- **WHAT IS EXPECTED**
Your response should match the records line for line.

- **SUPPLIED DATA**
PR #831, opened 2017-12-14
Submodule

fpvandoorn:
Define submodules and start on kernels and images.

Also did some cleanup in `Monoids_and_Groups.v`, such as removing `Unset Automatic Introduction.` and making the unique argument of `submonoid` (and similar) explicit.

This pr has conflicts with #816, which I resolved in the branch https://github.com/fpvandoorn/UniMath/tree/submodule-langston.

PR #833, opened 2017-12-14
Module quotients

abooij:
Given a submodule of a module over a ring, construct its quotient module.

This is work in progress.

### DIFF
--- a/UniMath/Algebra/Modules/Quotient.v
+++ b/UniMath/Algebra/Modules/Quotient.v
@@ -49,6 +49,8 @@ Section quotmod_submodule.
 
   Local Notation "x + y" := (@op _ x y).
   Local Notation "x - y" := (@op _ x (grinv _ y)).
+  Local Notation "  - y" := (grinv _ y).
+  Local Notation "0" := (unel _).
   Local Open Scope module_scope.
 
   Definition eqrelsubmodule : eqrel M.
@@ -56,14 +58,20 @@ Section quotmod_submodule.
     use eqrelconstr.
     - exact (λ m m', A (m - m')).
     - intros x y z xy yz.
-      generalize (submoduleadd A (x - y) (y - z) xy yz).
-      now rewrite (assocax M), <- (assocax M (grinv _ y) y), grlinvax, lunax.
+      assert (K := submoduleadd A (x - y) (y - z) xy yz).
+      rewrite (assocax M) in K.
+      rewrite <- (assocax M (grinv _ y) y) in K.
+      rewrite grlinvax in K.
+      rewrite lunax in K.
+      exact K.
     - intros x.
       rewrite (grrinvax M x).
       exact (submodule0 A).
     - intros x y axy.
-      generalize (submoduleinv A (x - y) axy).
-      now rewrite grinvop, grinvinv.
+      assert (K := submoduleinv A (x - y) axy).
+      rewrite grinvop in K.
+      rewrite grinvinv in K.
+      exact K.
   Defined.
 
   Definition module_eqrelsubmodule : module_eqrel M.
--- a/UniMath/Algebra/Modules/Quotient.v
+++ b/UniMath/Algebra/Modules/Quotient.v
@@ -9,8 +9,7 @@ Section bla.
 
   Context {R : rng}
           (M : module R)
-          (A : hsubtype M)
-          {subm : issubmodule A}.
+          (A : submodule M).
 
   Local Notation "x + y" := (@op _ x y).
   Local Notation "x - y" := (@op _ x (grinv _ y)).
@@ -22,15 +21,15 @@ Section bla.
     split.
     - unfold ispreorder. split.
       + unfold istrans. intros x y z xy yz.
-        assert (xyyz := submoduleadd A subm (x - y) (y - z) xy yz).
+        assert (xyyz := submoduleadd A (x - y) (y - z) xy yz).
         rewrite (assocax M) in xyyz.
         rewrite <- (assocax M (grinv _ y) y) in xyyz.
         rewrite grlinvax in xyyz.
         now rewrite lunax in xyyz.
-      + unfold isrefl. intros x. assert (a0 := submodule0 A subm).
+      + unfold isrefl. intros x. assert (a0 := submodule0 A).
         now rewrite <- (grrinvax M x) in a0.
     - unfold issymm. intros x y axy.
-      assert (ainv := submoduleinv A subm (x - y) axy).
+      assert (ainv := submoduleinv A (x - y) axy).
       rewrite grinvop in ainv.
       now rewrite grinvinv in ainv.
   Defined.
@@ -44,7 +43,7 @@ Section bla.
     intros m m' n n' Hmm' Hnn'.
     apply weqpathsinsetquot.
     unfold quotrel in Hmm', Hnn'.
-    generalize (submoduleadd A subm _ _ Hmm' Hnn').
+    generalize (submoduleadd A _ _ Hmm' Hnn').
     assert (H : m + n - (m' + n') = (m - m') + (n - n')).
     {
       rewrite assocax, assocax; apply maponpaths.
@@ -73,7 +72,7 @@ Section bla.
     simpl in H.
     rewrite H.
     assert (H'mm' : A (grinv M (m - m'))).
-    apply (submoduleinv A subm _ Hmm').
+    apply (submoduleinv A _ Hmm').
     rewrite grinvop in H'mm'.
     now rewrite grinvinv in H'mm'.
   Defined.
@@ -183,7 +182,7 @@ Section bla.
       unfold quotrel. simpl.
       rewrite module_inv_mult.
       rewrite <- (module_mult_is_ldistr r m).
-      use (submodulemult A subm). assumption.
+      use (submodulemult A). assumption.
     + use mk_ismonoidfun.
       * use mk_isbinopfun.
         simple refine (setquotuniv2prop quotrel (λ a b, hProppair _ _) _); [use isasetsetquot|].
--- a/UniMath/Algebra/Modules/Quotient.v
+++ b/UniMath/Algebra/Modules/Quotient.v
@@ -59,8 +59,8 @@ Section quotmod_submodule.
       generalize (submoduleadd A (x - y) (y - z) xy yz).
       now rewrite (assocax M), <- (assocax M (grinv _ y) y), grlinvax, lunax.
     - intros x.
-      generalize (submodule0 A).
-      now rewrite <- (grrinvax M x).
+      rewrite (grrinvax M x).
+      exact (submodule0 A).
     - intros x y axy.
       generalize (submoduleinv A (x - y) axy).
       now rewrite grinvop, grinvinv.
--- a/UniMath/Algebra/Modules/Quotient.v
+++ b/UniMath/Algebra/Modules/Quotient.v
@@ -161,13 +161,13 @@ Section bla.
       + unfold iscomm.
         simple refine (setquotuniv2prop quotrel (λ a b, hProppair (quotmod_op a b = quotmod_op b a) _) _).
         * use isasetsetquot.
-        *        intros m m'.
-                 unfold quotmod_op.
-                 etrans.
-                 apply setquotuniv2comm.
-                 rewrite setquotuniv2comm.
-                 apply maponpaths.
-                 apply (commax M).
+        * intros m m'.
+          unfold quotmod_op.
+          etrans.
+          apply setquotuniv2comm.
+          rewrite setquotuniv2comm.
+          apply maponpaths.
+          apply (commax M).
   Defined.
 
   Local Open Scope module_scope.
@@ -263,10 +263,65 @@ Section bla.
           use module_mult_unel2.
   Defined.
 
-  Definition quotmod_module : module_struct R quotmod_abgr.
+  Definition quotmod_mod_struct : module_struct R quotmod_abgr.
   Proof.
     unfold module_struct.
     exact quotmod_rngfun.
+  Defined.
+
+  Definition quotmod : module R.
+  Proof.
+    use modulepair.
+    - exact quotmod_abgr.
+    - exact quotmod_mod_struct.
+  Defined.
+
+  Definition quotmod_quotmap : modulefun M quotmod.
+  Proof.
+    use modulefunpair.
+    - exact (setquotpr quotrel).
+    - split.
+      + use mk_isbinopfun.
+        intros m m'.
+        apply idpath.
+      + intros r m.
+        apply idpath.
+  Defined.
+
+  Definition quotmoduniv
+             (N : module R)
+             (f : modulefun M N)
+             (is : iscomprelfun quotrel f) :
+    modulefun quotmod N.
+  Proof.
+    use modulefunpair.
+    - use setquotuniv.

- **RESPONSE FOR THIS EXERCISE**
PR #831, opened 2017-12-14
Submodule

fpvandoorn:
Define submodules and start on kernels and images.

Also did some cleanup in `Monoids_and_Groups.v`, such as removing `Unset Automatic Introduction.` and making the unique argument of `submonoid` (and similar) explicit.

This pr has conflicts with #816, which I resolved in the branch https://github.com/fpvandoorn/UniMath/tree/submodule-langston.

PR #833, opened 2017-12-14
Module quotients

abooij:
Given a submodule of a module over a ring, construct its quotient module.

This is work in progress.

### DIFF
--- a/UniMath/Algebra/Modules/Quotient.v
+++ b/UniMath/Algebra/Modules/Quotient.v
@@ -49,6 +49,8 @@ Section quotmod_submodule.
 
   Local Notation "x + y" := (@op _ x y).
   Local Notation "x - y" := (@op _ x (grinv _ y)).
+  Local Notation "  - y" := (grinv _ y).
+  Local Notation "0" := (unel _).
   Local Open Scope module_scope.
 
   Definition eqrelsubmodule : eqrel M.
@@ -56,14 +58,20 @@ Section quotmod_submodule.
     use eqrelconstr.
     - exact (λ m m', A (m - m')).
     - intros x y z xy yz.
-      generalize (submoduleadd A (x - y) (y - z) xy yz).
-      now rewrite (assocax M), <- (assocax M (grinv _ y) y), grlinvax, lunax.
+      assert (K := submoduleadd A (x - y) (y - z) xy yz).
+      rewrite (assocax M) in K.
+      rewrite <- (assocax M (grinv _ y) y) in K.
+      rewrite grlinvax in K.
+      rewrite lunax in K.
+      exact K.
     - intros x.
       rewrite (grrinvax M x).
       exact (submodule0 A).
     - intros x y axy.
-      generalize (submoduleinv A (x - y) axy).
-      now rewrite grinvop, grinvinv.
+      assert (K := submoduleinv A (x - y) axy).
+      rewrite grinvop in K.
+      rewrite grinvinv in K.
+      exact K.
   Defined.
 
   Definition module_eqrelsubmodule : module_eqrel M.
--- a/UniMath/Algebra/Modules/Quotient.v
+++ b/UniMath/Algebra/Modules/Quotient.v
@@ -9,8 +9,7 @@ Section bla.
 
   Context {R : rng}
           (M : module R)
-          (A : hsubtype M)
-          {subm : issubmodule A}.
+          (A : submodule M).
 
   Local Notation "x + y" := (@op _ x y).
   Local Notation "x - y" := (@op _ x (grinv _ y)).
@@ -22,15 +21,15 @@ Section bla.
     split.
     - unfold ispreorder. split.
       + unfold istrans. intros x y z xy yz.
-        assert (xyyz := submoduleadd A subm (x - y) (y - z) xy yz).
+        assert (xyyz := submoduleadd A (x - y) (y - z) xy yz).
         rewrite (assocax M) in xyyz.
         rewrite <- (assocax M (grinv _ y) y) in xyyz.
         rewrite grlinvax in xyyz.
         now rewrite lunax in xyyz.
-      + unfold isrefl. intros x. assert (a0 := submodule0 A subm).
+      + unfold isrefl. intros x. assert (a0 := submodule0 A).
         now rewrite <- (grrinvax M x) in a0.
     - unfold issymm. intros x y axy.
-      assert (ainv := submoduleinv A subm (x - y) axy).
+      assert (ainv := submoduleinv A (x - y) axy).
       rewrite grinvop in ainv.
       now rewrite grinvinv in ainv.
   Defined.
@@ -44,7 +43,7 @@ Section bla.
     intros m m' n n' Hmm' Hnn'.
     apply weqpathsinsetquot.
     unfold quotrel in Hmm', Hnn'.
-    generalize (submoduleadd A subm _ _ Hmm' Hnn').
+    generalize (submoduleadd A _ _ Hmm' Hnn').
     assert (H : m + n - (m' + n') = (m - m') + (n - n')).
     {
       rewrite assocax, assocax; apply maponpaths.
@@ -73,7 +72,7 @@ Section bla.
     simpl in H.
     rewrite H.
     assert (H'mm' : A (grinv M (m - m'))).
-    apply (submoduleinv A subm _ Hmm').
+    apply (submoduleinv A _ Hmm').
     rewrite grinvop in H'mm'.
     now rewrite grinvinv in H'mm'.
   Defined.
@@ -183,7 +182,7 @@ Section bla.
       unfold quotrel. simpl.
       rewrite module_inv_mult.
       rewrite <- (module_mult_is_ldistr r m).
-      use (submodulemult A subm). assumption.
+      use (submodulemult A). assumption.
     + use mk_ismonoidfun.
       * use mk_isbinopfun.
         simple refine (setquotuniv2prop quotrel (λ a b, hProppair _ _) _); [use isasetsetquot|].
--- a/UniMath/Algebra/Modules/Quotient.v
+++ b/UniMath/Algebra/Modules/Quotient.v
@@ -59,8 +59,8 @@ Section quotmod_submodule.
       generalize (submoduleadd A (x - y) (y - z) xy yz).
       now rewrite (assocax M), <- (assocax M (grinv _ y) y), grlinvax, lunax.
     - intros x.
-      generalize (submodule0 A).
-      now rewrite <- (grrinvax M x).
+      rewrite (grrinvax M x).
+      exact (submodule0 A).
     - intros x y axy.
       generalize (submoduleinv A (x - y) axy).
       now rewrite grinvop, grinvinv.
--- a/UniMath/Algebra/Modules/Quotient.v
+++ b/UniMath/Algebra/Modules/Quotient.v
@@ -161,13 +161,13 @@ Section bla.
       + unfold iscomm.
         simple refine (setquotuniv2prop quotrel (λ a b, hProppair (quotmod_op a b = quotmod_op b a) _) _).
         * use isasetsetquot.
-        *        intros m m'.
-                 unfold quotmod_op.
-                 etrans.
-                 apply setquotuniv2comm.
-                 rewrite setquotuniv2comm.
-                 apply maponpaths.
-                 apply (commax M).
+        * intros m m'.
+          unfold quotmod_op.
+          etrans.
+          apply setquotuniv2comm.
+          rewrite setquotuniv2comm.
+          apply maponpaths.
+          apply (commax M).
   Defined.
 
   Local Open Scope module_scope.
@@ -263,10 +263,65 @@ Section bla.
           use module_mult_unel2.
   Defined.
 
-  Definition quotmod_module : module_struct R quotmod_abgr.
+  Definition quotmod_mod_struct : module_struct R quotmod_abgr.
   Proof.
     unfold module_struct.
     exact quotmod_rngfun.
+  Defined.
+
+  Definition quotmod : module R.
+  Proof.
+    use modulepair.
+    - exact quotmod_abgr.
+    - exact quotmod_mod_struct.
+  Defined.
+
+  Definition quotmod_quotmap : modulefun M quotmod.
+  Proof.
+    use modulefunpair.
+    - exact (setquotpr quotrel).
+    - split.
+      + use mk_isbinopfun.
+        intros m m'.
+        apply idpath.
+      + intros r m.
+        apply idpath.
+  Defined.
+
+  Definition quotmoduniv
+             (N : module R)
+             (f : modulefun M N)
+             (is : iscomprelfun quotrel f) :
+    modulefun quotmod N.
+  Proof.
+    use modulefunpair.
+    - use setquotuniv.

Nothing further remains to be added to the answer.